Short Courses
To sign up for the following short courses please click here and register.
Short Course 1: Top-Down Proteomics
Monday 25.08.2025 (9 am – 5 pm) & Tuesday 26.08.2025 (9 am – 1 pm)
This 2-day short course will give an overview about techniques and applications in top-down proteomics, proteoform research and biopharma, held by leading scientists in the field: Neil Kelleher, Andreas Tholey, Julia Chamot-Rooke, Kyowon Jeong, Yury O. Tsybin and Hartmut Schlüter.
Program of the course:
- What are proteoforms and why are they important ?
- Sampling of tissues for proteoform analysis
- Liquid chromatography for proteoform fractionation
- Top-down proteomics – basic concepts
- Sample preparation for top-down proteomics
- Mass spectrometry of intact proteins
- Fragmentation of proteoforms
- Top-down-proteomics data analysis - Introduction
- Applications: Analysis of therapeutic proteins in bio-pharma
- Applications: Disease-associated Proteoforms
Short Course 2: Dissecting the impact of deconvolution on top-down identification
Friday 29.08.2025 (9 am – 1 pm)
This 1-day short course will explore the impact of deconvolution in the identification process, comparing Xtract, TopFD, and FLASHDeconv on the same input data. Speakers will include Kyowon Jeong (University of Tuebingen) and David Tabb (University Medical Center of Groningen). Participants will carry out analyses on their own laptops; note that either Microsoft Windows or Linux is necessary for TopPIC Suite support. The software tools will be demonstrated via their GUIs. Prior experience with programming languages is unnecessary.
Theme I: Assessing the degree of variation among deconvolution engines
Participants will deconvolve provided experiments via TopFD and FLASHDeconv on their own computers.

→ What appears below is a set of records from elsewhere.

PR #168, opened 2019-04-03
Use named '/' and '/graphql' routes instead of catch-all proxy.

DFurnes:
This pull request swaps GraphQL (development & QA) to use the `api_gateway` module, rather than the "catch-all" `api_gateway_proxy` that I'd started with (where _every_ route will go to the same Lambda function).

This more clearly lines up to real-world usage (where requests all go to either `/` or `/graphql`) , and opens us up to expose other functions as part of this application (say, in DoSomething/graphql#96).

~Note that I'm temporarily using a `graphql-beta` module so we can roll this change out _only_ for our development & QA environments at first.~ Done! I've tested these changes & updated the standard `applications/graphql` module to apply the same configuration to production.


DFurnes:
Welp! Tested this out (on dev & QA) and didn't think to move the `aws_api_gateway_domain_name` to the new "path" in state, and so it got destroyed & re-created. This ended in a little kerfuffle – AWS won't let you create a new CloudFront distribution when the DNS record still points to the old one.

I'm rolling back the apply (and pending the re-provisioned CloudFront distributions, will try this again)!

DFurnes:
Rolled back & fixed a little mistake in 9bc876a. This time around, remembered to move the domains to their new "path" in state so they don't rebuild, and applied:

```sh
# Ensure we don't rebuild domains & certificates:
terraform state mv module.dosomething-qa.module.graphql.module.gateway.module.api_gateway.aws_api_gateway_domain_name.domain module.dosomething-qa.module.graphql.module.gateway.aws_api_gateway_domain_name.domain
terraform state mv module.dosomething-dev.module.graphql.module.gateway.module.api_gateway.aws_api_gateway_domain_name.domain module.dosomething-dev.module.graphql.module.gateway.aws_api_gateway_domain_name.domain

# Do the things!
make apply
```

Looking good this time! 😌

DFurnes:
I've just moved the domain resource in production so it won't rebuild when we apply this:

```
terraform state mv module.dosomething.module.graphql.module.gateway.module.api_gateway.aws_api_gateway_domain_name.domain module.dosomething.module.graphql.module.gateway.aws_api_gateway_domain_name.domain
```

DFurnes:
Thanks @mendelB! I've applied this change & confirmed that https://graphql.dosomething.org and https://graphql.dosomething.org/graphql are both loading as expected! ⛵️

PR #169, opened 2019-04-04
Add Contentful webhook function.

DFurnes:
This pull request adds another function to our GraphQL app, running the `webhook.handler` handler.

References DoSomething/graphql#96.

### DIFF
--- a/applications/graphql/main.tf
+++ b/applications/graphql/main.tf
@@ -97,6 +97,10 @@ module "app" {
   }
 }
 
+resource "random_string" "webhook_secret" {
+  length = 32
+}
+
 module "contentful_webhook" {
   source = "../../components/lambda_function"
 
@@ -110,6 +114,7 @@ module "contentful_webhook" {
     QUERY_ENV      = "${local.env}"
     CACHE_DRIVER   = "dynamodb"
     DYNAMODB_TABLE = "${module.cache.name}"
+    WEBHOOK_SECRET = "${random_string.webhook_secret.result}"
   }
 }
 
--- a/applications/graphql/main.tf
+++ b/applications/graphql/main.tf
@@ -124,8 +124,11 @@ module "gateway" {
   name   = "${var.name}"
   domain = "${var.domain}"
 
-  functions     = ["${module.app.arn}", "${module.contentful_webhook.arn}"]
-  root_function = "${module.app.invoke_arn}"
+  functions_count = 2
+  functions       = ["${module.app.arn}", "${module.contentful_webhook.arn}"]
+  root_function   = "${module.app.invoke_arn}"
+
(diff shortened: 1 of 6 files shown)


applications/graphql/main.tf
```diff
@@ -97,20 +97,41 @@ module "app" {
...
+}
+
 module "gateway" {
   source = "../../components/api_gateway"
 
   name   = "${var.name}"
   domain = "${var.domain}"
 
-  functions     = ["${module.app.arn}"]
+  functions     = ["${module.app.arn}", "${module.contentful_webhook.arn}"]
```
weerd: what's an `arn`? 🤔

DFurnes: Amazon's [silly name for IDs](https://docs.aws.amazon.com/general/latest/gr/aws-arns-and-namespaces.html). 🤷‍♂️

weerd: ah! 🤪

DFurnes:
Alas, this became a wee bit more complicated –

1. Added permissions so that both Lambda functions can access the DynamoDB table in b3af523. This was a relatively straightforward change to make the `role` argument into a `roles` array in the `dynamodb_cache` component (which is only used here).
2. Fixed a Terraform 0.11 issue with dynamic lists used for the [`count` argument](https://www.terraform.io/docs/configuration/resources.html#count-multiple-resource-instances) by passing a (manually maintained, but "validated") count integer argument alongside it. This hack can be removed once we're on Terraform 0.12.

DFurnes:
Confirmed that this PR now makes a ton of new resources for the new Lambdas & their permissions/routes, but does **not** delete or change any existing resources.

```
Plan: 74 to add, 0 to change, 0 to destroy.
```

DFurnes:
I ran into an interesting snag yesterday – by default, the API Gateway deployment [doesn't update](https://github.com/hashicorp/terraform/issues/6613) when routes change (and so those routes are not accessible by real traffic, even though they show up in the AWS console).

It seems like this can be fixed by setting a `variable` or `stage_description` on the deployment, which forces a rebuild. I tried that out yesterday and ran into conflicts with not being able to delete an active stage (reasonable), since Terraform always tries to delete an existing resource before building its replacement.

This (hopefully) can be fixed in d6e3d2e with the [`create_before_destroy`](https://www.terraform.io/docs/configuration/resources.html#lifecycle-lifecycle-customizations) lifecycle argument, which I've added in d6e3d2e.

DFurnes:
Alright, confirmed that this is working (with the default "hello world" function), and the new deployment is automatically created without issues across the board. 🕺 

```
curl -X POST https://graphql-dev.dosomething.org/contentful
<p>Hello world!</p>
```

PR #171, opened 2019-04-09
Add basic Chompy application template & generate API keys.

DFurnes:
This pull request adds a super bare-bones Chompy application template & sets the `IMPORTER_API_KEY` environment variable using a [`random_string`](https://www.terraform.io/docs/providers/random/r/string.html) resource. This allows us to safely generate a secure key. If we wanted to re-generate this later (say, if it leaked), we'd just run:

```
terraform taint -module=dosomething-qa.chompy random_string.importer_api_key
```

We were a little pressed for time, so we only set up the apps themselves (without bothering to hook up the domain, logging, database, S3 bucket, queue, yadda yadda). This is something we should totally revisit when we have time during a cleanup sprint later in the quarter!

### DIFF
--- a/applications/chompy/main.tf
+++ b/applications/chompy/main.tf
@@ -10,6 +10,10 @@ variable "name" {
   description = "The application name."
 }
 
+resource "random_string" "importer_api_key" {
+  length = 32
+}
+
 # TODO: Use our 'heroku_app' module to configure more of this!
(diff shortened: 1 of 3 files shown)


DFurnes:
We've applied these changes & verified they look good while pairing on this work! ⛵️

PR #174, opened 2019-04-29
Add a 'force pass' rule for authenticated requests.

DFurnes:
This pull request adds a "force pass" rule that tells Fastly to send along authenticated requests to the backend (so we can cache page markup in Fastly for anonymous folks, but not serve that same response to folks who are logged-in).

References DoSomething/phoenix-next#1395 and [#165515770](https://www.pivotaltracker.com/story/show/165515770).

### DIFF
--- a/dosomething-dev/fastly-frontend/main.tf
+++ b/dosomething-dev/fastly-frontend/main.tf
@@ -44,9 +44,12 @@ resource "fastly_service_v1" "frontend-dev" {
   }
 
   condition {
-    type      = "REQUEST"
-    name      = "is-authenticated"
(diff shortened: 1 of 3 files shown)


DFurnes:
Applied this to the development environment, and will promote to QA/production pending testing!

DFurnes:
Confirmed that requests with `laravel_session=` are (still) uncached, and static assets with `laravel_session=` continue to be cached with this change. Once DoSomething/phoenix-next#1395 is approved and merged, we should start to see anonymous page-views be served from cache.

Since everything seems to be working well, I'm going to promote this to QA and then production.

DFurnes:
Applied to QA & production! Going to merge this in. 🎯

PR #175, opened 2019-04-30
Adding new PG11 parameter group to prepare for upgrade

blisteringherb:
This PR adds two new Postgres 11 parameter groups to prepare for our upgrade. We'll need to run a `make apply` to add these before running the upgrade on either QA or Prod, but there shouldn't be any impact to creating both of these together.

After this PR is approved I'll run this, and then put in a separate PR to upgrade QA to Postgres 11.

### DIFF
--- a/quasar/main.tf
+++ b/quasar/main.tf
@@ -294,9 +294,147 @@ resource "aws_db_parameter_group" "quasar-qa" {
   #  }
 }
 
+resource "aws_db_parameter_group" "quasar-qa-pg11" {
+  name   = "quasar-qa-pg11"
+  family = "postgres11"
+
+  # Required for DMS CDC Replication:
+  # https://docs.aws.amazon.com/dms/latest/userguide/CHAP_Source.PostgreSQL.html#CHAP_Source.PostgreSQL.v10
+  parameter {
+    name         = "rds.logical_replication"
+    value        = "1"
+    apply_method = "pending-reboot"
+  }
+
+  # Required for DMS CDC Replication:
+  # https://docs.aws.amazon.com/dms/latest/userguide/CHAP_Source.PostgreSQL.html#CHAP_Source.PostgreSQL.v10
+  parameter {
+    name         = "max_logical_replication_workers"
+    value        = "500"
+    apply_method = "pending-reboot"
+  }
+
+  # Recommended by PGTuner tool: https://pgtune.leopard.in.ua/#/
+  # Sets effective RAM available to PG Query planner before using disk.
+  parameter {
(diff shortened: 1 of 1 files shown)


quasar/main.tf
```diff
@@ -294,6 +294,78 @@ resource "aws_db_parameter_group" "quasar-qa" {
   #  }
 }
 
+resource "aws_db_parameter_group" "quasar-qa-pg11" {
+  name   = "quasar-qa-pg11"
+  family = "postgres11"
+
+  # Required for DMS CDC Replication:
+  # https://docs.aws.amazon.com/dms/latest/userguide/CHAP_Source.PostgreSQL.html#CHAP_Source.PostgreSQL.v10
```
rapala61: Just wondering this comment should point to [CHAP_Source.PostgreSQL.RDSPostgreSQL](https://docs.aws.amazon.com/dms/latest/userguide/CHAP_Source.PostgreSQL.html#CHAP_Source.PostgreSQL.RDSPostgreSQL) instead. This section holds the recommendation to use this parameter.

> option

ameter

quasar/main.tf
```diff
@@ -294,6 +294,78 @@ resource "aws_db_parameter_group" "quasar-qa" {
...
+  parameter {
+    name         = "max_logical_replication_workers"
+    value        = "500"
+    apply_method = "pending-reboot"
+  }
+
+  # Recommended by PGTuner tool: https://pgtune.leopard.in.ua/#/
```
rapala61: Just curious if you think we should document the assumptions we input in this tool to get the recommendations.

rapala61:
Just left some comments to feel like I belong hehe. From what I can tell, we really just grabbed the old parameters and pasted them to a new parameter group with a different name and 1 or 2 more parameters for the new PostgreSQL 11 instance right?

quasar/main.tf
sheyd: We can add some more nuance here, but the assumption I think started out as "we don't know what the hell we're doing, this is a good starting point." I think we've noted that in the original setup ticket for this in Pivotal which I think is a better place for extended comments. We could possibly link to that ticket

quasar/main.tf
sheyd: The original link pointed to the Postgres 10 link, so might be worth an update, but we're deprecating DMS soon, so we'll probably remove the code. leaving it up to Morgan.

blisteringherb: That 10.x link points to the documentation for version 10 and later, so we can leave that for the moment.

PR #176, opened 2019-05-02
Updating settings to run QA PG11 update immediately

blisteringherb:
This PR updates the settings for QA Quasar so that we can upgrade immediately to Postgres 11. Without this code I was running into the following error:

```
aws_db_instance.quasar-qa: Error modifying DB Instance quasar-qa: InvalidParameterCombination: The AllowMajorVersionUpgrade flag must be present when upgrading to a new major version.
```

This PR adds the `allow_major_version_upgrade` and `apply_immediately` flags for Quasar QA.

### DIFF
--- a/quasar/main.tf
+++ b/quasar/main.tf
@@ -523,7 +523,7 @@ resource "aws_db_instance" "quasar-qa" {
   name                            = "quasar"
   username                        = "${data.aws_ssm_parameter.qa_username.value}"
   password                        = "${data.aws_ssm_parameter.qa_password.value}"
-  parameter_group_name            = "${aws_db_parameter_group.quasar-qa.id}"
+  parameter_group_name            = "${aws_db_parameter_group.quasar-qa-pg11.id}"
   vpc_security_group_ids          = ["${aws_security_group.rds.id}"]
   deletion_protection             = true
   storage_encrypted               = true
--- a/quasar/main.tf
+++ b/quasar/main.tf
@@ -519,6 +519,7 @@ resource "aws_db_instance" "quasar-qa" {
   engine                          = "postgres"
   engine_version                  = "11.1"
   instance_class                  = "db.m5.2xlarge"
+  allow_major_version_upgrade     = true
   name                            = "quasar"
   username                        = "${data.aws_ssm_parameter.qa_username.value}"
   password                        = "${data.aws_ssm_parameter.qa_password.value}"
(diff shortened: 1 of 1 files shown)


quasar/main.tf
```diff
@@ -519,6 +519,7 @@ resource "aws_db_instance" "quasar-qa" {
   engine                          = "postgres"
   engine_version                  = "11.1"
   instance_class                  = "db.m5.2xlarge"
+  allow_major_version_upgrade     = true
   name                            = "quasar"
   username                        = "${data.aws_ssm_parameter.qa_username.value}"
   password                        = "${data.aws_ssm_parameter.qa_password.value}"
```
sheyd: I think the `parameter_group_name` here needs to be `"${aws_db_parameter_group.quasar-qa-pg11.id}"`.

quasar/main.tf
```diff
@@ -519,17 +519,19 @@ resource "aws_db_instance" "quasar-qa" {
...
-  parameter_group_name            = "${aws_db_parameter_group.quasar-qa.id}"
+  parameter_group_name            = "${aws_db_parameter_group.quasar-qa-pg11.id}"
   vpc_security_group_ids          = ["${aws_security_group.rds.id}"]
   deletion_protection             = true
   storage_encrypted               = true
   copy_tags_to_snapshot           = true
   monitoring_interval             = "10"
   publicly_accessible             = true
   enabled_cloudwatch_logs_exports = ["postgresql"]
+  apply_immediately               = true
```
DFurnes: Let's not use `apply_immediately` in our Terraform config, since it's nice to be able to safely queue up a change and let it get "committed" during the maintenance window if it requires downtime. If you want to "force" a change, you can use the AWS CLI to apply queued changes immediately after running `make apply`:

```
aws rds modify-db-instance --db-instance-identifier quasar-qa --apply-immediately
```

sheyd: @DFurnes What's the best place to document this (if we haven't already)? I mistakenly told Morgan we should put that config in, then remove it in another PR once the upgrade was complete, but totally makes sense what you're saying. I think we've had this conversation before and I'd like to make sure we can capture this somewhere for future DB updates!

DFurnes: I think this would make sense to document [once we extract a `postgres_warehouse` component](https://www.pivotaltracker.com/story/show/165499203) for these resources (following the example of how [`api_gateway`](https://github.com/DoSomething/infrastructure/tree/master/components/api_gateway) and [`lambda_function`](https://github.com/DoSomething/infrastructure/tree/master/components/lambda_function) are documented.)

They will then analyze the msAlign outputs (as well as a provided MGF file from ProSight PD) in the TDAuditor quality tool. A Jupyter Notebook will then visualize the variation in these deconvolution outputs.
Theme II: Detecting deconvolution impact on identifications
Participants will conduct a uniform TopPIC search on the deconvolution outputs. A Jupyter Notebook will guide them through the resulting PrSMs (Proteoform-Spectrum Matches), revealing areas of agreement and disagreement stemming from the deconvolution process.